(Beginning of Listed entries)

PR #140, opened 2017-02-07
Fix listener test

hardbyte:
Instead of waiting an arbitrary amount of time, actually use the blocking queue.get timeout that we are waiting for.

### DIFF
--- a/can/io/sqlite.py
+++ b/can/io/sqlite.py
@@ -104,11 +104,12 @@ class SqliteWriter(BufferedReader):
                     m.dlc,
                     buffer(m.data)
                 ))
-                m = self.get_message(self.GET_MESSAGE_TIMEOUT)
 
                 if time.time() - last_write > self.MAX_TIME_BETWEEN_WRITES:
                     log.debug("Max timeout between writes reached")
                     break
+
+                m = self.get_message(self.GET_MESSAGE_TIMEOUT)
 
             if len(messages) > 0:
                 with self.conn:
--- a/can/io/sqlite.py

(End of Listed entries)

- Brief: Give every line above again, word for word.

- Response to this task:
PR #140, opened 2017-02-07
Fix listener test

hardbyte:
Instead of waiting an arbitrary amount of time, actually use the blocking queue.get timeout that we are waiting for.

### DIFF
--- a/can/io/sqlite.py
+++ b/can/io/sqlite.py
@@ -104,11 +104,12 @@ class SqliteWriter(BufferedReader):
                     m.dlc,
                     buffer(m.data)
                 ))
-                m = self.get_message(self.GET_MESSAGE_TIMEOUT)
 
                 if time.time() - last_write > self.MAX_TIME_BETWEEN_WRITES:
                     log.debug("Max timeout between writes reached")
                     break
+
+                m = self.get_message(self.GET_MESSAGE_TIMEOUT)
 
             if len(messages) > 0:
                 with self.conn:
--- a/can/io/sqlite.py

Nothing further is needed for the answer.